**STUDY MATERIAL:**
PR #206, opened 2019-04-25
Add lazy directory materialization for IPC pips

olkononenko:
The change is mainly needed so drop pips would not materialize all the files from inside drop artifacts. For example, if customers want to upload only small subset of files from a directory, in the past we would materialize all the files (even though we did not need them) and then upload only those files that match a filter. With this change, we would not materialize directory artifacts at all; instead, dropdaemon will only materialize  those files that match the filter.

[AB#1487719](https://dev.azure.com/mseng/708e929f-6bd5-415a-8daf-25b1dac08dd8/_workitems/edit/1487719)

### DIFF
--- a/Public/Sdk/Public/Transformers/Transformer.Ipc.dsc
+++ b/Public/Sdk/Public/Transformers/Transformer.Ipc.dsc
@@ -42,7 +42,7 @@ namespace Transformer {
          * moniker) just before the files are needed.  This makes sense for pips that expect that often
          * times they will not have to access the actual files on disk.  
          */
-        lazilyMaterializedDependencies?: Input[];        
+        lazilyMaterializedDependencies?: Input[];
 
         /**
          * Whether this pip must execute on the master node in a distributed build.  Defaults to false.
--- a/Public/Sdk/Public/Transformers/Transformer.Ipc.dsc
+++ b/Public/Sdk/Public/Transformers/Transformer.Ipc.dsc
@@ -35,12 +35,16 @@ namespace Transformer {
         connectRetryDelayMillis?: number;
 
         /** 
-         * Files not to materialize eagerly.  
+         * Artifact not to materialize eagerly.  
          * 
-         * IPC pips may want to use this option when they will explicitly request file materialization
+         * IPC pips may want to use this option when they will explicitly request artifact materialization
          * from BuildXL (via a BuildXL service identified by the Transformer.getIpcServerMoniker()
-         * moniker) just before the files are needed.  This makes sense for pips that expect that often
-         * times they will not have to access the actual files on disk.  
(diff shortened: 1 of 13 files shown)


Public/Src/FrontEnd/Script/Ambients/Transformers/AmbientTransformer.Ipc.cs
```diff
@@ -159,17 +159,23 @@ private bool TryScheduleIpcPip(Context context, ObjectLiteral obj, bool allowUnd
...
-                    skipMaterializationFiles[i] = Converter.ExpectFile(
+                    Converter.ExpectFileOrStaticDirectory(
                         skipMaterializationLiteral[i],
-                        strict: true,
+                        out var fileArtifact,
+                        out var staticDirectory,
                         context: new ConversionContext(pos: i, objectCtx: skipMaterializationLiteral));
+
+                    // either fileArtifact or staticDirectory is valid at this point (otherwise, ExpectFileOrStaticDirectory would have thrown an exception) 
+                    skipMaterializationArtifacts[i] = fileArtifact.IsValid
```
dannyvv: perhaps an assert to ensure we don't get unexpected behavior when this assumption is no longer valid int he future...

narasamdya:
Don't you have to update `addArtifactsToDrop` in `Public\Src\Tools\DropDaemon\Tool.DropDaemonRunner.dsc` ?

narasamdya:
Add a test in `Public\Sdk\UnitTests\Transformers\Test.ipcSend.dsc` ensuring that the lazy field accept a directory.

narasamdya:
>          * Files not to materialize eagerly.  

Update comment.

---
Refers to: Public/Sdk/Public/Transformers/Transformer.Ipc.dsc:38 in 98fc149. [](commit_id = 98fc14933f2c3bc055dd48ebc85bef3834c2a1be, deletion_comment = False)

Public/Sdk/Public/Transformers/Transformer.Ipc.dsc
```diff
@@ -42,7 +42,7 @@ namespace Transformer {
          * moniker) just before the files are needed.  This makes sense for pips that expect that often
          * times they will not have to access the actual files on disk.
```
narasamdya: Include some description from this PR's description into this remarks.

Public/Src/Tools/DropDaemon/Tool.DropDaemonRunner.dsc
```diff
@@ -278,7 +278,10 @@ export namespace DropDaemonRunner {
                     ...directoryMessageBody,
```
narasamdya: >    [](start = 16, length = 3)

nit: remove extra line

**YOUR TASK:** Count the lines of the data that contain the string "disk", and reply with that number alone.

**OUTPUT FOR THIS TASK:** 3